• INPUT DATA:
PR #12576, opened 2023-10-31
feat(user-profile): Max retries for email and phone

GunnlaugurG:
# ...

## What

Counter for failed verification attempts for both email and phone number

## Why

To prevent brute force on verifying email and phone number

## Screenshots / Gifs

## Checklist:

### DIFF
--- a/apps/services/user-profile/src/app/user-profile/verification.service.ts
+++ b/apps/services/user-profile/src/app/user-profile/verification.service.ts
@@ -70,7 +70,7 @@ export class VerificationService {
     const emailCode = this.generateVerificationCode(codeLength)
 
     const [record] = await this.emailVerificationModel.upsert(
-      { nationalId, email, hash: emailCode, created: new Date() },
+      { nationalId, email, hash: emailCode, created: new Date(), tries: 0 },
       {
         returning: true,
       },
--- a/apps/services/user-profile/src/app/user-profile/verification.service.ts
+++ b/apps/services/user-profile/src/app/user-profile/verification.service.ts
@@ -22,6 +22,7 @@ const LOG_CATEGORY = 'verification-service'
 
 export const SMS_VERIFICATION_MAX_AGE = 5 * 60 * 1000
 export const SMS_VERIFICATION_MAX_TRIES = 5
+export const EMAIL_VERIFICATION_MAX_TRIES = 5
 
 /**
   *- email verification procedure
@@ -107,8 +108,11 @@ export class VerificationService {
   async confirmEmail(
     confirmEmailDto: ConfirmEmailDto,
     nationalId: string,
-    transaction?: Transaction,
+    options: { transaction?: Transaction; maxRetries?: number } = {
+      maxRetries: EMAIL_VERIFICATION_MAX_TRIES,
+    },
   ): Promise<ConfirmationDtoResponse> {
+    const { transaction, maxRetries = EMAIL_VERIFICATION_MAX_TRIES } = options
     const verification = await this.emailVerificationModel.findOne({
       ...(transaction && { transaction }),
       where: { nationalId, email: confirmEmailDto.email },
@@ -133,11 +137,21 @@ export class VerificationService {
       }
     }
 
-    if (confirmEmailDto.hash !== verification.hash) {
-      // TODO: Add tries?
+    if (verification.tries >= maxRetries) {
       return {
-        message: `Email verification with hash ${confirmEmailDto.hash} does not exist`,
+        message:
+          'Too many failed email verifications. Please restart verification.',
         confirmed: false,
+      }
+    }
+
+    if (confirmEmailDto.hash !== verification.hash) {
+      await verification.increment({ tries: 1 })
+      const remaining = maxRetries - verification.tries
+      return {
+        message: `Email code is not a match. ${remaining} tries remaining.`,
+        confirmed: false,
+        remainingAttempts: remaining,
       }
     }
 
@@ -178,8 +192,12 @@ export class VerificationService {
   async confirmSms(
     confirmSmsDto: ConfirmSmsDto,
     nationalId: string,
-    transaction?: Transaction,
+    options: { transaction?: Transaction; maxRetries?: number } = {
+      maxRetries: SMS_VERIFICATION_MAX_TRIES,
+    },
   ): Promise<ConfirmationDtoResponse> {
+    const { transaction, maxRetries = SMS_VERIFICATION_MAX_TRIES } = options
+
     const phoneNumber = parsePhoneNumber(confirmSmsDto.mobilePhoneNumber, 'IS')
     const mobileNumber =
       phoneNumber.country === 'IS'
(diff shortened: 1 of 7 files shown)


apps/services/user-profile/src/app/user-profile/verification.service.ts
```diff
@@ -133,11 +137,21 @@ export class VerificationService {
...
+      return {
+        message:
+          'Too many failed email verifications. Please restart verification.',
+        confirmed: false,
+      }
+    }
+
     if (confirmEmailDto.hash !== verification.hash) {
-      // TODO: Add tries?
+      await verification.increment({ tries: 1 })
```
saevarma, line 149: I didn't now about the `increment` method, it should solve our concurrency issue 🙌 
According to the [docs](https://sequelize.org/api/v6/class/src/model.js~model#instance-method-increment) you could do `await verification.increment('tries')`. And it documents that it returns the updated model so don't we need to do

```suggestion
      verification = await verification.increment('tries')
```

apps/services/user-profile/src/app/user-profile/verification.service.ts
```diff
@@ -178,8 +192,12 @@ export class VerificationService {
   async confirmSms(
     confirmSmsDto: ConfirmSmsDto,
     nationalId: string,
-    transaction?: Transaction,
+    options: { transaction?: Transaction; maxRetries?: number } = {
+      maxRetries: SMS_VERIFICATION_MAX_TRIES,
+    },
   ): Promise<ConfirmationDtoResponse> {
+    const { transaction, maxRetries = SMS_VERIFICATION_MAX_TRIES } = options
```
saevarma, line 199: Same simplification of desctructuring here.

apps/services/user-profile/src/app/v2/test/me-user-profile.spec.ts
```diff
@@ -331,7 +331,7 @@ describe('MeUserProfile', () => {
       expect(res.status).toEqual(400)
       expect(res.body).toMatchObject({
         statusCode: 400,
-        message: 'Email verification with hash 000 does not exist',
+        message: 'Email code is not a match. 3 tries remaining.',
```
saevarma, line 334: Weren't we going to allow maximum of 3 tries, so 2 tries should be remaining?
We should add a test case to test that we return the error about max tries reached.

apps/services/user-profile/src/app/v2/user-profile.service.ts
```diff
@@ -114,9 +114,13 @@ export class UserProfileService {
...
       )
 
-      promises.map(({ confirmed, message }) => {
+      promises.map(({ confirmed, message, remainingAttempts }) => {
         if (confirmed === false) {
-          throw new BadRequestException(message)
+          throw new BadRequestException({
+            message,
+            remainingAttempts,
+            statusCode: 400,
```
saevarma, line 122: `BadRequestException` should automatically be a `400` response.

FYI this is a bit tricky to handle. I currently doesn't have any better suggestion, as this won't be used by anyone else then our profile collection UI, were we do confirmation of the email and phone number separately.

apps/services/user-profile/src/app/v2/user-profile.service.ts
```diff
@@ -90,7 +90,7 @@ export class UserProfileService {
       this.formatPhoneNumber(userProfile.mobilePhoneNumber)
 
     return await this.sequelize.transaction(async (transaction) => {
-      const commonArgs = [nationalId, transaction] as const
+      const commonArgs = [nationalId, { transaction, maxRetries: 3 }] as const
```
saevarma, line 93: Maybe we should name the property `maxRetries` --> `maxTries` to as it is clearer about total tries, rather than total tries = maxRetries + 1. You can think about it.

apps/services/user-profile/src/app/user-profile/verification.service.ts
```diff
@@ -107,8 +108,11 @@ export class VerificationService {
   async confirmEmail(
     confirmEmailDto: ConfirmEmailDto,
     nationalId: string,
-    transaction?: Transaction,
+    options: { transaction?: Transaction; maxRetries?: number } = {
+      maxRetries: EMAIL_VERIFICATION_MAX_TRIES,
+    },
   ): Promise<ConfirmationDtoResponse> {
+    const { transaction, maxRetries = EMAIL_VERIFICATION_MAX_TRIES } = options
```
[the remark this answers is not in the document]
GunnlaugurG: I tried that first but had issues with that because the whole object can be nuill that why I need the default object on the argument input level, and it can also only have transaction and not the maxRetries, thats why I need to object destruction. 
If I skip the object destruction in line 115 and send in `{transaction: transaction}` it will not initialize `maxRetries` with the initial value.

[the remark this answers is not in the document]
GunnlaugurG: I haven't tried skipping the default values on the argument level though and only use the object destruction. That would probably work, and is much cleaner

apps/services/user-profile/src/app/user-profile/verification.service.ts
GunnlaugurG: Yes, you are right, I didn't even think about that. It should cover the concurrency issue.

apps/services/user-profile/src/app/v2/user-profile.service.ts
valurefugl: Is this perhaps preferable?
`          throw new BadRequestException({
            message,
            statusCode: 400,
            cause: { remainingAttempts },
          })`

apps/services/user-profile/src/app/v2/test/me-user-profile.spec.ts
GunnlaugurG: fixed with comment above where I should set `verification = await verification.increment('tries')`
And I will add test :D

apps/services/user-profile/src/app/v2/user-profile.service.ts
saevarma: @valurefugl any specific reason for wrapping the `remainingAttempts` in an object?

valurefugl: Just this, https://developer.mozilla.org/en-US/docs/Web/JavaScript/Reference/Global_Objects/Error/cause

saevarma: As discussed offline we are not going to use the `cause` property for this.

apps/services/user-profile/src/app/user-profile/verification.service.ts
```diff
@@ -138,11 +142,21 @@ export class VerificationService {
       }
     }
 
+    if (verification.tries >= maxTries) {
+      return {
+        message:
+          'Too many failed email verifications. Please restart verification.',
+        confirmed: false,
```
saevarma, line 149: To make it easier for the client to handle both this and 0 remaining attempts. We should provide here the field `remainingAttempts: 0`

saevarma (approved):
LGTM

• TASK DETAILS: Wherever the string "destruction" appears in a line of the records, copy that line.

• WORKED SOLUTION:
GunnlaugurG: I tried that first but had issues with that because the whole object can be nuill that why I need the default object on the argument input level, and it can also only have transaction and not the maxRetries, thats why I need to object destruction. 
If I skip the object destruction in line 115 and send in `{transaction: transaction}` it will not initialize `maxRetries` with the initial value.
GunnlaugurG: I haven't tried skipping the default values on the argument level though and only use the object destruction. That would probably work, and is much cleaner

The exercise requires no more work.